(Saved data entries)
---*---
PR #1522, opened 2023-11-02
fix: add update referral mutation

rebelchris:
Added the new referral mutation flow to support generic update that doesn't follow the regular flow.
(This is to ensure we don't accidentally wrongly set anything)

WT-1924 #done

### DIFF
--- a/src/entity/Alerts.ts
+++ b/src/entity/Alerts.ts
@@ -38,7 +38,7 @@ export class Alerts {
   lastBanner: Date | null;
 
   // Should not be exposed to the client
-  @Column({ type: 'jsonb', default: {}, select: false })
+  @Column({ type: 'jsonb', default: {} })
   flags: AlertsFlags = {};
 
   changelog?: boolean;
--- a/src/schema/alerts.ts
+++ b/src/schema/alerts.ts
@@ -151,7 +151,7 @@ export const updateAlerts = async (
       await repo.save({
         userId,
         ...data,
-        flags: { ...flags, lastReferralReminder: new Date() },
+        flags: flags ? flags : undefined,
       }),
     );
   }
@@ -160,7 +160,9 @@ export const updateAlerts = async (
     await repo.save({
       ...alerts,
       ...data,
-      flags: { ...alerts.flags, lastReferralReminder: new Date() },
+      flags: flags
+        ? { ...alerts.flags, lastReferralReminder: new Date() }
+        : undefined,
     }),
   );
 };
--- a/src/schema/alerts.ts
+++ b/src/schema/alerts.ts
@@ -1,10 +1,17 @@
-import { Alerts, ALERTS_DEFAULT, UserActionType } from '../entity';
+import {
+  Alerts,
+  ALERTS_DEFAULT,
+  SourceMember,
+  UserActionType,
+} from '../entity';
 
 import { IResolvers } from '@graphql-tools/utils';
 import { traceResolvers } from './trace';
 import { Context } from '../Context';
 import { DataSource } from 'typeorm';
 import { insertOrIgnoreAction } from './actions';
+import { GQLEmptyResponse } from './common';
+import { updateFlagsStatement } from '../common';
 
 interface GQLAlerts {
   filter: boolean;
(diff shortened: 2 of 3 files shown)


src/entity/Alerts.ts
```diff
@@ -38,7 +38,7 @@ export class Alerts {
   lastBanner: Date | null;
 
   // Should not be exposed to the client
```
capJavert, line 40: Comment here is not longer needed?

src/schema/alerts.ts
```diff
@@ -167,6 +173,19 @@ export const resolvers: IResolvers<any, Context> = traceResolvers({
...
+    updateLastReferralReminder: async (
+      _,
+      __,
+      ctx,
+    ): Promise<GQLEmptyResponse> => {
+      await updateAlerts<Partial<Alerts>>(ctx.con, ctx.userId, {
+        showGenericReferral: false,
+        flags: {
+          lastReferralReminder: new Date(),
+        },
```
capJavert, line 185: We need to make sure to use `updateFlagsStatement` because like this if `alert.flags` had any values already set it would overwrite.

src/entity/Alerts.ts
rebelchris: Hmm still valid I think, more a extra note :)

src/schema/alerts.ts
rebelchris: Ah yes, I was playing with some changes, must have accidentally removed it.
Let me revert back, had some issues with save usage

src/entity/Alerts.ts
capJavert: Thought it was added because of `select` option?

capJavert: Our flags are private by default we use `*Flags` and `*FlagsPublic` to expose them through graphql usually.

capJavert: Ah I looked closely, `getAlerts` is used in `boot` which escapes graphql.

rebelchris:
`save` method doesn't allow our return from `updateFlagsStatement` so did a manual overwrite here as we have access to the old flags basically.

capJavert (approved):

src/schema/alerts.ts
```diff
@@ -146,10 +147,22 @@ export const updateAlerts = async <T = GQLUpdateAlertsInput>(
   }
 
   if (!alerts) {
-    return saveReturnAlerts(await repo.save({ userId, ...data }));
+    return saveReturnAlerts(
+      await repo.save({
+        userId,
+        ...data,
+        flags: { ...flags, lastReferralReminder: new Date() },
```
capJavert: Is this now duplicate, we already pass it as `flags` from `updateLastReferralReminder`?

src/schema/alerts.ts
```diff
@@ -146,10 +147,22 @@ export const updateAlerts = async <T = GQLUpdateAlertsInput>(
...
+      }),
+    );
   }
 
-  return saveReturnAlerts(await repo.save({ ...alerts, ...data }));
+  return saveReturnAlerts(
+    await repo.save({
+      ...alerts,
+      ...data,
+      flags: { ...alerts.flags, lastReferralReminder: new Date() },
```
capJavert: Same as https://github.com/dailydotdev/daily-api/pull/1522/commits/dc9766ecf6d2252d9ae03162a304d9439ff1a8fe#r1380180634

src/schema/alerts.ts
rebelchris: Changed it in last commit :)

src/schema/alerts.ts
```diff
@@ -140,10 +147,22 @@ export const updateAlerts = async (
   }
 
   if (!alerts) {
-    return saveReturnAlerts(await repo.save({ userId, ...data }));
+    return saveReturnAlerts(
```
idoshamun, line 150: General question, why do we keep saving the full object instead of updating only the relevant field?

idoshamun (approved):
LGTM! Just a generic question

src/schema/alerts.ts
rebelchris: Data is only one part of the alerts, not the whole object.
Same with flags, it's one or multiple flags.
---*---
Filter the preceding entries down to the lines with "graphql".

--- PROBLEM SOLUTION ---
 import { IResolvers } from '@graphql-tools/utils';
capJavert: Our flags are private by default we use `*Flags` and `*FlagsPublic` to expose them through graphql usually.
capJavert: Ah I looked closely, `getAlerts` is used in `boot` which escapes graphql.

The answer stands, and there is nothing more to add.